___ Material for this task
PR #4585, opened 2022-06-17
FIX-#4584: Enable pdb debug when running cloud tests

### LINKED ISSUE #4584: Facilitate pdb usage in Modin-in-the-Cloud
Currently it's impossible to use `pdb` when debugging some failure on remote side of the RPyC tunnel, even if tests are running locally, because `pdb` requires stdin/stdout/stderr to be user-controllable, and current implementation of `LocalConnection` hides those either in `subprocess.PIPE` or in `subprocess.DEVNULL`.

vnlitvinov:

## What do these changes do?
Enable using `pdb.set_trace()` and stuff like that on remote side of cloud connection, to facilitate debugging cloud-related issues.

- [x] Resolves #4584 
- [x] tests added and passing

### DIFF
--- a/modin/conftest.py
+++ b/modin/conftest.py
@@ -129,6 +129,18 @@ def simulate_cloud(request):
     if mode == "off":
         yield
         return
+    if (
+        request.config.getoption("usepdb")
+        and request.config.getoption("capture") != "no"
+    ):
+        with request.config.pluginmanager.getplugin(
+            "capturemanager"
+        ).global_and_fixture_disabled():
+            print(
+                "WARNING! You're running tests in simulate-cloud mode. "
+                + "To enable pdb in remote side please disable output capturing "
+                + "by passing '-s' or '--capture=no' to pytest command line"
+            )
 
     if mode not in ("normal", "experimental"):
         raise ValueError(f"Unsupported --simulate-cloud mode: {mode}")
--- a/modin/conftest.py
+++ b/modin/conftest.py
@@ -136,10 +136,10 @@ def simulate_cloud(request):
         with request.config.pluginmanager.getplugin(
             "capturemanager"
         ).global_and_fixture_disabled():
-            print(
+            sys.stderr.write(
                 "WARNING! You're running tests in simulate-cloud mode. "
                 + "To enable pdb in remote side please disable output capturing "
-                + "by passing '-s' or '--capture=no' to pytest command line"
+                + "by passing '-s' or '--capture=no' to pytest command line\n"
             )
 
     if mode not in ("normal", "experimental"):
--- a/modin/experimental/cloud/local_cluster.py
+++ b/modin/experimental/cloud/local_cluster.py
@@ -22,6 +22,10 @@ from .rpyc_proxy import WrappingConnection, WrappingService
 from .tracing.tracing_connection import TracingWrappingConnection
 from modin.config import DoTraceRpyc
 
+_IS_PYTEST_DEBUG = (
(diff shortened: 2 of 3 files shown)


modin/experimental/cloud/local_cluster.py
```diff
@@ -57,9 +61,9 @@ def _run(self, sshcmd: list, cmd: list, capture_out: bool = True):
             redirect.write(f"Running: {cmd}\n")
         return subprocess.Popen(
             cmd,
-            stdin=subprocess.DEVNULL,
-            stdout=redirect,
-            stderr=redirect,
+            stdin=None if _IS_PYTEST_DEBUG and not capture_out else subprocess.DEVNULL,
```
jeffreykennethli, line 64: I'm not familiar with these test fixtures, so could you explain these lines? If you're running `pdb` (and `not capture_out`) why should `stdin`, `stdout`, and `stderr` be None?

devin-petersohn (dismissed):
LGTM, will wait to merge until @jeffreykennethli questions are answered

modin/experimental/cloud/local_cluster.py
vnlitvinov: These are not fixtures, it's a normal `subprocess.Popen()` being called here.
And the reason for those to be `None` is so the "remote" end actually can be interacted with using std streams.

vnlitvinov:
@jeffreykennethli @devin-petersohn can we approve and merge this?

jeffreykennethli:
> @jeffreykennethli @devin-petersohn can we approve and merge this?

Makes sense! Ty for the explanations @vnlitvinov

modin/experimental/cloud/local_cluster.py
```diff
@@ -22,6 +22,10 @@
 from .tracing.tracing_connection import TracingWrappingConnection
 from modin.config import DoTraceRpyc
 
+_IS_PYTEST_DEBUG = (
+    any(arg.endswith("pytest") for arg in sys.argv) and "--pdb" in sys.argv
```
YarShev, line 26: Will `_IS_PYTEST_DEBUG` be True for these both cases?

```bash
$ python -m pytest --pdb ... # 1
$ pytest --pdb ... # 2
```

modin/conftest.py
```diff
@@ -129,6 +129,18 @@ def simulate_cloud(request):
     if mode == "off":
         yield
         return
+    if (
+        request.config.getoption("usepdb")
+        and request.config.getoption("capture") != "no"
```
YarShev, line 134: Should we check the presence of '-s' as well?

YarShev (commented):
@vnlitvinov, left a couple of comments. Also, it is probably worth adding some documentation on this. What do you think?

devin-petersohn (commented):
@vnlitvinov This looks pretty good to me, but there are a couple of questions from @YarShev. Will let @YarShev make the final approval.

modin/conftest.py
vnlitvinov: it's `capture` option 😉 checked at exactly the line you left the comment

vnlitvinov:
> Also, it is probably worth adding some documentation on this. What do you think?

I think all this feature is rather niche (and I don't expect a lot of contributions here), and I think anyone who's going to dive into developing it would find this place easy enough.

That said, I'm too lazy to write a proper "cloud debugging guide" now, and just stating "run `pytest --pdb -s` if your simulated cloud tests are failing" isn't that useful IMHO (especially given `pytest --pdb` _without_ `-s` would tell about that option anyway).

YarShev (approved):
@vnlitvinov, LGTM, thanks!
______
Work required: Your response must consist of every line above, reproduced exactly.

Exercise result:
PR #4585, opened 2022-06-17
FIX-#4584: Enable pdb debug when running cloud tests

### LINKED ISSUE #4584: Facilitate pdb usage in Modin-in-the-Cloud
Currently it's impossible to use `pdb` when debugging some failure on remote side of the RPyC tunnel, even if tests are running locally, because `pdb` requires stdin/stdout/stderr to be user-controllable, and current implementation of `LocalConnection` hides those either in `subprocess.PIPE` or in `subprocess.DEVNULL`.

vnlitvinov:

## What do these changes do?
Enable using `pdb.set_trace()` and stuff like that on remote side of cloud connection, to facilitate debugging cloud-related issues.

- [x] Resolves #4584 
- [x] tests added and passing

### DIFF
--- a/modin/conftest.py
+++ b/modin/conftest.py
@@ -129,6 +129,18 @@ def simulate_cloud(request):
     if mode == "off":
         yield
         return
+    if (
+        request.config.getoption("usepdb")
+        and request.config.getoption("capture") != "no"
+    ):
+        with request.config.pluginmanager.getplugin(
+            "capturemanager"
+        ).global_and_fixture_disabled():
+            print(
+                "WARNING! You're running tests in simulate-cloud mode. "
+                + "To enable pdb in remote side please disable output capturing "
+                + "by passing '-s' or '--capture=no' to pytest command line"
+            )
 
     if mode not in ("normal", "experimental"):
         raise ValueError(f"Unsupported --simulate-cloud mode: {mode}")
--- a/modin/conftest.py
+++ b/modin/conftest.py
@@ -136,10 +136,10 @@ def simulate_cloud(request):
         with request.config.pluginmanager.getplugin(
             "capturemanager"
         ).global_and_fixture_disabled():
-            print(
+            sys.stderr.write(
                 "WARNING! You're running tests in simulate-cloud mode. "
                 + "To enable pdb in remote side please disable output capturing "
-                + "by passing '-s' or '--capture=no' to pytest command line"
+                + "by passing '-s' or '--capture=no' to pytest command line\n"
             )
 
     if mode not in ("normal", "experimental"):
--- a/modin/experimental/cloud/local_cluster.py
+++ b/modin/experimental/cloud/local_cluster.py
@@ -22,6 +22,10 @@ from .rpyc_proxy import WrappingConnection, WrappingService
 from .tracing.tracing_connection import TracingWrappingConnection
 from modin.config import DoTraceRpyc
 
+_IS_PYTEST_DEBUG = (
(diff shortened: 2 of 3 files shown)


modin/experimental/cloud/local_cluster.py
```diff
@@ -57,9 +61,9 @@ def _run(self, sshcmd: list, cmd: list, capture_out: bool = True):
             redirect.write(f"Running: {cmd}\n")
         return subprocess.Popen(
             cmd,
-            stdin=subprocess.DEVNULL,
-            stdout=redirect,
-            stderr=redirect,
+            stdin=None if _IS_PYTEST_DEBUG and not capture_out else subprocess.DEVNULL,
```
jeffreykennethli, line 64: I'm not familiar with these test fixtures, so could you explain these lines? If you're running `pdb` (and `not capture_out`) why should `stdin`, `stdout`, and `stderr` be None?

devin-petersohn (dismissed):
LGTM, will wait to merge until @jeffreykennethli questions are answered

modin/experimental/cloud/local_cluster.py
vnlitvinov: These are not fixtures, it's a normal `subprocess.Popen()` being called here.
And the reason for those to be `None` is so the "remote" end actually can be interacted with using std streams.

vnlitvinov:
@jeffreykennethli @devin-petersohn can we approve and merge this?

jeffreykennethli:
> @jeffreykennethli @devin-petersohn can we approve and merge this?

Makes sense! Ty for the explanations @vnlitvinov

modin/experimental/cloud/local_cluster.py
```diff
@@ -22,6 +22,10 @@
 from .tracing.tracing_connection import TracingWrappingConnection
 from modin.config import DoTraceRpyc
 
+_IS_PYTEST_DEBUG = (
+    any(arg.endswith("pytest") for arg in sys.argv) and "--pdb" in sys.argv
```
YarShev, line 26: Will `_IS_PYTEST_DEBUG` be True for these both cases?

```bash
$ python -m pytest --pdb ... # 1
$ pytest --pdb ... # 2
```

modin/conftest.py
```diff
@@ -129,6 +129,18 @@ def simulate_cloud(request):
     if mode == "off":
         yield
         return
+    if (
+        request.config.getoption("usepdb")
+        and request.config.getoption("capture") != "no"
```
YarShev, line 134: Should we check the presence of '-s' as well?

YarShev (commented):
@vnlitvinov, left a couple of comments. Also, it is probably worth adding some documentation on this. What do you think?

devin-petersohn (commented):
@vnlitvinov This looks pretty good to me, but there are a couple of questions from @YarShev. Will let @YarShev make the final approval.

modin/conftest.py
vnlitvinov: it's `capture` option 😉 checked at exactly the line you left the comment

vnlitvinov:
> Also, it is probably worth adding some documentation on this. What do you think?

I think all this feature is rather niche (and I don't expect a lot of contributions here), and I think anyone who's going to dive into developing it would find this place easy enough.

That said, I'm too lazy to write a proper "cloud debugging guide" now, and just stating "run `pytest --pdb -s` if your simulated cloud tests are failing" isn't that useful IMHO (especially given `pytest --pdb` _without_ `-s` would tell about that option anyway).

YarShev (approved):
@vnlitvinov, LGTM, thanks!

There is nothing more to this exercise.